Monday, April 17, 2017


Clinic Files Amicus Brief on Debt Collection

The Mortgage Foreclosure Litigation Clinic at Yale Law School (MFLC), along with the Public Good Law Center (affiliated with the UC Berkeley School of Law) and the Economic Justice Project of Notre Dame Clinical Law Center, has filed an amicus brief with the U.S. Supreme Court in Henson v. Santander Consumer USA, which is scheduled for argument this Tuesday, April 18. The case concerns whether the Fair Debt Collection Practices Act (FDCPA) covers entities that regularly attempt to collect debts that they purchased in default. Santander Consumer USA is accused of purchasing defaulted debts and demanding payment from Petitioners even though it knew the original creditor had waived the debts as part of a class-action settlement.

The amicus brief supports the Petitioners, relying on the Clinic’s experience with debt collection to argue that reading the FDCPA narrowly would allow lender misconduct to escape scrutiny, in contravention of congressional intent. Petitioners are represented by Kevin Russell ’94, a partner at Goldstein & Russell, P.C. “We enjoyed the opportunity to help shape how this important consumer-protection statute is understood and enforced,” said Anderson Tuggle ’18, a law student intern with the MFLC. “Not only were we able to submit a brief to the Court, but we also helped moot a seasoned Supreme Court advocate, which was an amazing learning experience.”

The Mortgage Foreclosure Litigation Clinic has been representing homeowners fighting foreclosure in Connecticut since 2008. Although most of the Clinic’s litigation against banks and mortgage servicers occurs in trial courts, the Clinic has also developed a burgeoning appellate practice.
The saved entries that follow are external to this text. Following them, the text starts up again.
PR #296, opened 2020-05-19
Changed DoVacc to return void.

### LINKED ISSUE #295: DoVacc return value is never used.
DoVacc returns an int, but the return value is never used.

Remove the return value, and make it void like all the other Update functions.

CloneDeath:
Fixes #295


weshinsley:
I think this change got implemented by #320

In addition to filing an amicus brief in the U.S. Supreme Court’s 2015 Term, the Clinic has filed amicus and merits briefs with appellate courts in several states and its members have testified before the Connecticut legislature on foreclosure policy.

“Because our Clinic deals with mortgages in foreclosure, we regularly see the negative effects of unscrupulous debt buyers,” said James Mandilk ’17, a student director of the MFLC. “Increasingly in the past three years, debts have been sold to entities that are willing to engage in ruthless debt collection practices rather than working with homeowners to keep them in their homes and build stronger communities. Congress recognized that, unlike those who originate debt, debt buyers have no vested interest in their relationship with consumers. That is why the FDCPA puts special restrictions on debt buyers.”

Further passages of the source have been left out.